> Material for this task:
PR #14041, opened 2025-07-29
ZJIT: Create delta debugging script to narrow JIT failures

tekknolagi:
Add support for `--zjit-allowed-iseqs=SomeFile` and
`--zjit-save-compiled-iseqs=SomeFile` so we can restrict and inspect
which ISEQs get compiled.

Then add `jit_bisect.rb` which we can run to try and narrow a failing
script. For example:

    plum% ./jit_bisect.rb ../build-dev/miniruby "test.rb"
    I, [2025-07-29T12:41:18.657177 #96899]  INFO -- : Starting with JIT list of 4 items.
    I, [2025-07-29T12:41:18.657229 #96899]  INFO -- : Verifying items
    I, [2025-07-29T12:41:18.726213 #96899]  INFO -- : step fixed[0] and items[4]
    I, [2025-07-29T12:41:18.726246 #96899]  INFO -- : 4 candidates
    I, [2025-07-29T12:41:18.797212 #96899]  INFO -- : 2 candidates
    Reduced JIT list:
    bar@test.rb:8
    plum%

We start with 4 compiled functions and shrink to just one.

### DIFF
--- a/tool/zjit_bisect.rb
+++ b/tool/zjit_bisect.rb
@@ -1,0 +1,97 @@
+#!/usr/bin/env ruby
+require 'logger'
+require 'open3'
+require 'tempfile'
+require 'timeout'
+
+RUBY = ARGV[0] || raise("Usage: ruby jit_bisect.rb <path_to_ruby> <options>")
+OPTIONS = ARGV[1] || raise("Usage: ruby jit_bisect.rb <path_to_ruby> <options>")
+TIMEOUT_SEC = 5
+LOGGER = Logger.new($stdout)
+
+# From https://github.com/tekknolagi/omegastar
+# MIT License
+# Copyright (c) 2024 Maxwell Bernstein and Meta Platforms
+# Attempt to reduce the `items` argument as much as possible, returning the
+# shorter version. `fixed` will always be used as part of the items when
+# running `command`.
+# `command` should return True if the command succeeded (the failure did not
+# reproduce) and False if the command failed (the failure reproduced).
+def bisect_impl(command, fixed, items, indent="")
+  LOGGER.info("#{indent}step fixed[#{fixed.length}] and items[#{items.length}]")
+  while items.length > 1
+    LOGGER.info("#{indent}#{fixed.length + items.length} candidates")
+    # Return two halves of the given list. For odd-length lists, the second
+    # half will be larger.
+    half = items.length / 2
+    left = items[0...half]
+    right = items[half..]
+    if !command.call(fixed + left)
+      items = left
+      next
+    end
+    if !command.call(fixed + right)
+      items = right
+      next
+    end
+    # We need something from both halves to trigger the failure. Try
+    # holding each half fixed and bisecting the other half to reduce the
+    # candidates.
+    new_right = bisect_impl(command, fixed + left, right, indent + "< ")
+    new_left = bisect_impl(command, fixed + new_right, left, indent + "> ")
+    return new_left + new_right
+  end
+  items
+end
+
+# From https://github.com/tekknolagi/omegastar
+# MIT License
+# Copyright (c) 2024 Maxwell Bernstein and Meta Platforms
+def run_bisect(command, items)
+  LOGGER.info("Verifying items")
+  if command.call(items)
+    raise StandardError.new("Command succeeded with full items")
+  end
+  if !command.call([])
+    raise StandardError.new("Command failed with empty items")
+  end
+  bisect_impl(command, [], items)
+end
+
+def run_with_jit_list(ruby, options, jit_list)
+  # Make a new temporary file containing the JIT list
+  Tempfile.create("jit_list") do |temp_file|
+    temp_file.write(jit_list.join("\n"))
+    temp_file.flush
+    temp_file.close
+    # Run the JIT with the temporary file
+    Open3.capture3("#{ruby} --zjit-allowed-iseqs=#{temp_file.path} #{options}")
+  end
+end
+
+# Try running with no JIT list to get a stable baseline
+_, stderr, status = run_with_jit_list(RUBY, OPTIONS, [])
+if !status.success?
+  raise "Command failed with empty JIT list: #{stderr}"
+end
+# Collect the JIT list from the failing Ruby process
+jit_list = nil
+Tempfile.create "jit_list" do |temp_file|
+  Open3.capture3("#{RUBY} --zjit-log-compiled-iseqs=#{temp_file.path} #{OPTIONS}")
+  jit_list = File.readlines(temp_file.path).map(&:strip).reject(&:empty?)
+end
+LOGGER.info("Starting with JIT list of #{jit_list.length} items.")
+# Now narrow it down
+command = lambda do |items|
+  status = Timeout.timeout(TIMEOUT_SEC) do
+    _, _, status = run_with_jit_list(RUBY, OPTIONS, items)
+    status
+  end
+  status.success?
+end
+result = run_bisect(command, jit_list)
+File.open("jitlist.txt", "w") do |file|
+  file.puts(result)
+end
+puts "Reduced JIT list (available in jitlist.txt):"
+puts result
--- a/zjit/src/codegen.rs
+++ b/zjit/src/codegen.rs
@@ -284,6 +284,10 @@ fn gen_function(cb: &mut CodeBlock, iseq: IseqPtr, function: &Function) -> Optio
             let iseq_name = iseq_get_location(iseq, 0);
             register_with_perf(iseq_name, start_usize, code_size);
         }
+        if ZJITState::should_log_compiled_iseqs() {
+            let iseq_name = iseq_get_location(iseq, 0);
+            ZJITState::log_compile(iseq_name);
+        }
     }
     result
 }
--- a/zjit/src/options.rs
+++ b/zjit/src/options.rs
@@ -1,6 +1,7 @@
 use std::{ffi::{CStr, CString}, ptr::null};
 use std::os::raw::{c_char, c_int, c_uint};
 use crate::cruby::*;
+use std::collections::HashSet;
 
 /// Number of calls to start profiling YARV instructions.
 /// They are profiled `rb_zjit_call_threshold - rb_zjit_profile_threshold` times,
@@ -19,7 +20,7 @@ pub static mut rb_zjit_call_threshold: u64 = 2;
 #[allow(non_upper_case_globals)]
 static mut zjit_stats_enabled_p: bool = false;
 
-#[derive(Clone, Copy, Debug)]
+#[derive(Clone, Debug)]
 pub struct Options {
     /// Number of times YARV instructions should be profiled.
     pub num_profiles: u8,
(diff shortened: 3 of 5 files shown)


zjit/src/options.rs
```diff
@@ -36,6 +37,12 @@ pub struct Options {
 
     /// Dump code map to /tmp for performance profilers.
     pub perf: bool,
+
+    /// List of ISEQs that can be compiled, identified by their iseq_get_location()
+    pub allowed_iseqs: Option<HashSet<String>>,
+
+    /// Path to a file where compiled ISEQs will be saved on shutdown.
```
tekknolagi:
```suggestion
    /// Path to a file where compiled ISEQs will be saved.
```

zjit/jit_bisect.rb
k0kubun, line 1: This script should probably be placed under `misc/` (or `tool/` otherwise) because it's not part of the ZJIT implementation.

zjit/src/state.rs
```diff
@@ -148,7 +176,6 @@ pub extern "C" fn rb_zjit_init(options: *const u8) {
 
         let options = unsafe { Box::from_raw(options as *mut Options) };
         ZJITState::init(*options);
-        std::mem::drop(options);
```
k0kubun, line 151: This should be kept. We heap-allocated `options` and then assigned it to the permanent storage, so this shouldn't be floating around on the heap forever.

zjit/src/codegen.rs
```diff
@@ -101,6 +101,9 @@ pub extern "C" fn rb_zjit_iseq_gen_entry_point(iseq: IseqPtr, _ec: EcPtr) -> *co
 /// See [gen_iseq_entry_point_body]. This wrapper is to make sure cb.mark_all_executable()
 /// is called even if gen_iseq_entry_point_body() partially fails and returns a null pointer.
 fn gen_iseq_entry_point(iseq: IseqPtr) -> *const u8 {
+    if !ZJITState::can_compile_iseq(iseq_get_location(iseq, 0)) {
```
k0kubun: Can you avoid allocating a String here when `--zjit-allowed-iseqs` is not in use? 

In case you missed it, `asm_comment!(asm, "ZJIT entry point: {}", iseq_get_location(iseq, 0));` doesn't allocate any string when `--zjit-dump-disasm` is not enabled.

zjit/src/state.rs
```diff
@@ -136,6 +136,34 @@ impl ZJITState {
     pub fn get_counters() -> &'static mut Counters {
         &mut ZJITState::get_instance().counters
     }
+
+    pub fn should_save_compiled_iseqs() -> bool {
+        ZJITState::get_instance().options.save_compiled_iseqs.is_some()
+    }
+
+    pub fn log_compile(iseq_name: String) {
```
k0kubun, line 146: Could you add a `///` comment for this function? This is a fairly complicated logic, so it's not immediately clear what it's doing from the function signature.

zjit/src/state.rs
tekknolagi: I think it gets moved since I turned off Copy. If I keep this, it complains about use-after-move or something like that. I can get the exact error

zjit/jit_bisect.rb
```diff
@@ -0,0 +1,95 @@
...
+  if !command.call([])
+    raise StandardError.new("Command failed with empty items")
+  end
+  bisect_impl(command, [], items)
+end
+
+def run_with_jit_list(ruby, options, jit_list)
+  # Make a new temporary file containing the JIT list
+  temp_file = Tempfile.new("jit_list")
+  temp_file.write(jit_list.join("\n"))
```
XrXr: Some untested nit picks about this since we had some discussions about FS tempfile race:

```suggestion
  # Make a new temporary file containing the JIT list
  Tempfile.create("jit_list") do |tempfile|
      temp_file.puts(jit_list)
      temp_file.flush
      temp_file.close
      # Run the JIT with the temporary file
  Open3.capture3("#{ruby} --zjit-allowed-iseqs=#{temp_file.path} #{options}")
  end
```

Or maximally covert and race-free:

```suggestion
  # Make a new temporary file containing the JIT list
  Tempfile.create("jit_list", anonymous: true) do |tempfile|
      File.unlink(tempfile)
      temp_file.puts(jit_list)
      temp_file.flush
      fd = temp_file.fileno
      # Run the JIT with the temporary file
      Open3.capture3("#{ruby} --zjit-allowed-iseqs=/dev/fd/#{fd} #{options}", { fd => fd })
  end
```

But that leaves no file with a pathname you can easily inspect for debugging, a slight downside.


- IO#puts takes an array and puts each on a line
- `Tempfile.create` is recommended over `.new` for reasons listed in the [docs](https://docs.ruby-lang.org/en/master/Tempfile.html#method-c-new).

zjit/src/state.rs
tekknolagi:
```
error[E0382]: use of moved value: `options`
   --> zjit/src/state.rs:183:24
    |
182 |         ZJITState::init(*options);
    |                         -------- value moved here
183 |         std::mem::drop(options);
    |                        ^^^^^^^ value used here after move
    |
    = note: move occurs because `*options` has type `Options`, which does not implement the `Copy` trait
```

zjit/src/options.rs
```diff
@@ -165,6 +194,19 @@ fn parse_option(options: &mut Options, str_ptr: *const std::os::raw::c_char) ->
 
         ("perf", "") => options.perf = true,
 
+        ("allowed-iseqs", _) if opt_val != "" => options.allowed_iseqs = Some(parse_jit_list(opt_val)),
+        ("save-compiled-iseqs", _) if opt_val != "" => {
```
k0kubun: WDYT about calling it `--zjit-log-compiled-iseqs`? This is a compilation log. "save-compiled-iseqs" could sound like a compilation cache, so that'd be confusing when we actually introduce it.

Note that YJIT calls it `--yjit-log`, so it might make sense to call it `--zjit-log` too, which should probably support printing to stderr as well in that case.

zjit/src/state.rs
XrXr: No it's fine to remove. Box is owning, so it gets naturally dropped (or in this case, moved into `ZJITState::init()` and immortalized into a global). With `Copy` it was duping the whole thing then dropping it...

zjit/src/options.rs
tekknolagi: Sure, can can support printing to stderr with `/dev/stderr`

zjit/jit_bisect.rb
tekknolagi: I will switch to create

zjit/src/state.rs
k0kubun: ~I mean, sure, but not liking `Copy` trait is not a reason for introducing a memory leak. It just seems like you need to `clone()`. It's on the heap, so it's natural that you need to "copy" it to the global variable.~

k0kubun: OK I guess Alan is right. Sorry.

XrXr: There is no leaks here or without the `mem::drop` `mem::drop` is an empty function that doesn't do anything extra than if options here went out of scope naturally.

zjit/src/options.rs
```diff
@@ -57,6 +64,8 @@ pub fn init_options() -> Options {
         dump_lir: false,
         dump_disasm: false,
         perf: false,
+        allowed_iseqs: None,
+        log_compiled_iseqs: None,
     }
 }
```
k0kubun, line 71: We might want to add `--zjit-log-compiled-iseqs` to `ZJIT_OPTIONS` (`ruby --help`). The allowed-iseqs option should probably be secret, but compilation logs seem useful for end-users.

tool/zjit_bisect.rb
```diff
@@ -0,0 +1,97 @@
+#!/usr/bin/env ruby
+require 'logger'
+require 'open3'
+require 'tempfile'
+require 'timeout'
+
+RUBY = ARGV[0] || raise("Usage: ruby jit_bisect.rb <path_to_ruby> <options>")
+OPTIONS = ARGV[1] || raise("Usage: ruby jit_bisect.rb <path_to_ruby> <options>")
```
k0kubun, line 8: Could you make it a local variable? It seems like you refer to this constant only in the top-level binding. It's generally more maintainable to restrict the scope of variables.

tool/zjit_bisect.rb
```diff
@@ -0,0 +1,97 @@
...
+# Collect the JIT list from the failing Ruby process
+jit_list = nil
+Tempfile.create "jit_list" do |temp_file|
+  Open3.capture3("#{RUBY} --zjit-log-compiled-iseqs=#{temp_file.path} #{OPTIONS}")
+  jit_list = File.readlines(temp_file.path).map(&:strip).reject(&:empty?)
+end
+LOGGER.info("Starting with JIT list of #{jit_list.length} items.")
+# Now narrow it down
+command = lambda do |items|
+  status = Timeout.timeout(5) do
```
k0kubun: You probably meant:

```suggestion
  status = Timeout.timeout(TIMEOUT_SEC) do
```

tool/zjit_bisect.rb
k0kubun: Well, I guess you might have wanted to make it seem like read-only (because it's supposedly a "constant"). It might make sense as is in that case.

k0kubun (approved):

zjit/src/options.rs
```diff
@@ -67,6 +76,8 @@ pub const ZJIT_OPTIONS: &'static [(&str, &str)] = &[
     ("--zjit-num-profiles=num",   "Number of profiled calls before JIT (default: 1, max: 255)."),
     ("--zjit-stats",              "Enable collecting ZJIT statistics."),
     ("--zjit-perf",               "Dump ISEQ symbols into /tmp/perf-{}.map for Linux perf."),
+    ("--zjit-log-compiled-iseqs=path",
+     "Log compiled ISEQs to the specified file. The file will be truncated on each run."),
```
k0kubun: This description is too long that it doesn't pass `TestRubyOptions#test_usage_long` in `test/ruby/test_rubyoptions.rb`.

You might want to align the indentation of this line to make the `80-char limit --> |` comment actually useful.

tekknolagi: oh it's not clear that it should be aligned with the name too. i will give it a go

zjit/src/options.rs
```diff
@@ -67,6 +76,8 @@ pub const ZJIT_OPTIONS: &'static [(&str, &str)] = &[
     ("--zjit-num-profiles=num",   "Number of profiled calls before JIT (default: 1, max: 255)."),
     ("--zjit-stats",              "Enable collecting ZJIT statistics."),
     ("--zjit-perf",               "Dump ISEQ symbols into /tmp/perf-{}.map for Linux perf."),
+    ("--zjit-log-compiled-iseqs=path", "Log compiled ISEQs to the specified file. The file will
+                                        be truncated on each run."),
```
k0kubun: If you try `./miniruby --help`, this renders into:

```
  --zjit-log-compiled-iseqs=path
                  Log compiled ISEQs to the specified file. The file will
                                                          be truncated on each run.
```

The indentation should not be part of the string content.

Because `--zjit-log-compiled-iseqs=path` is already long by itself, the help automatically moves the line to the next line, so let's start the description in the next line in the source code as well.

And it's still too long by the way (try `make test-all TESTS="test/ruby/test_rubyoptions.rb"`), so you need to make it as short as (Note that the position of the `80-char limit` comment was actually wrong. I can fix it separately):

```suggestion
    ("--zjit-log-compiled-iseqs=path",
                     "Log compiled ISEQs to the file. The file will be truncated."),
```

> Task details:
Could you return the lines in the entries above that contain "IseqPtr"?

> Written reply:
@@ -284,6 +284,10 @@ fn gen_function(cb: &mut CodeBlock, iseq: IseqPtr, function: &Function) -> Optio
@@ -101,6 +101,9 @@ pub extern "C" fn rb_zjit_iseq_gen_entry_point(iseq: IseqPtr, _ec: EcPtr) -> *co
 fn gen_iseq_entry_point(iseq: IseqPtr) -> *const u8 {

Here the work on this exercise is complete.